Department of Neurosurgery, The Royal Melbourne Hospital, Parkville, Victoria, Australia; Department of Surgery, The University of Melbourne, Parkville, Victoria, Australia.
J Clin Neurosci. 2019 Feb;60:153-155. doi: 10.1016/j.jocn.2018.10.083. Epub 2018 Oct 24.
Tuberous sclerosis complex (TSC) is a multisystem, autosomal dominant disorder with a wide clinical spectrum. The most common brain tumor associated with TSC is the low grade subependymal giant cell astrocytoma. Reports of high grade primary brain tumors in patients with TSC are rare. TSC1/2 mutation has been identified in glioblastoma (GBM) even though it probably does not increase the overall risk for GBM in patients with TSC. We present a 58-year-old patient with known TSC, admitted for new neurological symptoms, diagnosed with a large heterogeneous tumor involving most of the corpus callosum. Stereotactic needle brain biopsy confirmed the diagnosis to be GBM. Five previously reported similar cases are reviewed, reflecting diversity in clinical and radiological findings and indicating that a high index of clinical suspicion must be maintained in patients with TSC.

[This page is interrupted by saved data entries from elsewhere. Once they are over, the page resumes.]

PR #727, opened 2026-06-02
feat: roll out SCAN_HANDSHAKE_ERROR to IMAP, POP3, FTP, ManageSieve, MySQL, Postgres

apowis:
## Summary

Follow-on to #718, which introduced `SCAN_HANDSHAKE_ERROR` and `SCAN_POST_TLS_APPLICATION_ERROR` for SMTP. This PR rolls the same error-status alignment out to the remaining TLS-using modules.

**Key decision from #718 review:** `SCAN_POST_TLS_APPLICATION_ERROR` is only appropriate for protocols with application-layer exchanges both _before and after_ the TLS handshake (SMTP, ManageSieve). All other modules (IMAP, POP3, FTP, MySQL, Postgres) are TCP→TLS→App and keep `SCAN_APPLICATION_ERROR` for app-level errors — only TLS handshake failures move to `SCAN_HANDSHAKE_ERROR`.

### Per-module changes

| Module | TLS handshake failure | Post-TLS app error |
|---|---|---|
| IMAP | `SCAN_HANDSHAKE_ERROR` | kept `SCAN_APPLICATION_ERROR` |
| POP3 | `SCAN_HANDSHAKE_ERROR` | kept `SCAN_APPLICATION_ERROR` |
| FTP | `SCAN_HANDSHAKE_ERROR` | N/A |
| ManageSieve | `SCAN_HANDSHAKE_ERROR` | `SCAN_POST_TLS_APPLICATION_ERROR` |
| MySQL | `SCAN_HANDSHAKE_ERROR` | kept `SCAN_APPLICATION_ERROR` |
| Postgres | `SCAN_HANDSHAKE_ERROR` | kept `SCAN_APPLICATION_ERROR` |

In all cases, any partial `TLSLog` (including `HandshakeCompletedSuccessfully`) is now captured before returning the error.

### Additional fixes

- **FTP `GetFTPSCertificates`**: return type changed from `error` to `*zgrab2.ScanError` so the caller propagates the exact status without going through `TryGetScanStatus`.
- **FTP implicit TLS (bugfix)**: `TLSLog` was being written into a local `results` variable via a `defer`, but the return value was `&ftp.results` (a value copy made before the defer ran) — so `TLSLog` was silently `nil` on every implicit-TLS success. Fixed by capturing it directly before initialising `ftp`.
- **Postgres `DoSSL`**: stores the `TLS` connection even on handshake failure so `GetTLSLog` can surface partial handshake data. Also fixes an unintended retry: the SSL-retry loop checked `connectErr.Status == SCAN_APPLICATION_ERROR` to decide whether to fall back to non-SSL — a `DoSSL` failure was incorrectly triggering that retry since it was previously `SCAN_APPLICATION_ERROR`. Now it's `SCAN_HANDSHAKE_ERROR` and the retry no longer fires.

### DIFF
--- a/modules/ftp/scanner.go
+++ b/modules/ftp/scanner.go
@@ -275,6 +275,7 @@ func (scanner *Scanner) Scan(ctx context.Context, dialGroup *zgrab2.DialerGroup,
 	if err != nil {
 		return zgrab2.TryGetScanStatus(err), nil, fmt.Errorf("error opening connection to target %v: %w", target.String(), err)
 	}
+	defer func() { zgrab2.CloseConnAndHandleError(conn) }()
 	if scanner.config.ImplicitTLS {
 		tlsWrapper := dialGroup.TLSWrapper
 		if tlsWrapper == nil {
@@ -301,7 +302,6 @@ func (scanner *Scanner) Scan(ctx context.Context, dialGroup *zgrab2.DialerGroup,
 	if tlsConn, ok := conn.(*zgrab2.TLSConnection); ok {
 		results.TLSLog = tlsConn.GetLog()
 	}
-	defer func() { zgrab2.CloseConnAndHandleError(conn) }()
 	ftp := Connection{conn: conn, config: scanner.config, results: results}
 	is200Banner, err := ftp.GetFTPBanner()
 	if err != nil {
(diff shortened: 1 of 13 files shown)


phillip-stephens (approved):
LGTM, thanks for this contribution!

PR #730, opened 2026-06-04
fix: recover from scanner panics without killing the process

Seanstoppable:
The deferred recover() in grabTarget() was re-panicking after logging, which propagates up to the worker goroutine in Process() that has no recover. A single panic in any scanner (e.g. nil deref parsing a malformed server response) would terminate the entire zgrab2 process, killing all in-flight workers and preventing buffered output from flushing.

Changes:
- Remove re-panic; record a SCAN_UNKNOWN_ERROR result instead
- Log the full stack trace via debug.Stack() for diagnostics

结节性硬化症(TSC)是一种多系统常染色体显性疾病,临床谱广泛。与TSC相关的最常见脑肿瘤是低级别室管膜下巨细胞星形细胞瘤。TSC患者发生高级别原发性脑肿瘤的报道很少。尽管TSC1/2突变可能不会增加TSC患者发生胶质母细胞瘤(GBM)的总体风险,但在胶质母细胞瘤中已发现该突变。我们报告一名58岁已知患有TSC的患者,因出现新的神经系统症状入院,诊断为累及大部分胼胝体的大型异质性肿瘤。立体定向针吸脑活检确诊为GBM。我们回顾了之前报道的5例类似病例,反映了临床和影像学表现的多样性,并表明对TSC患者必须保持高度的临床怀疑。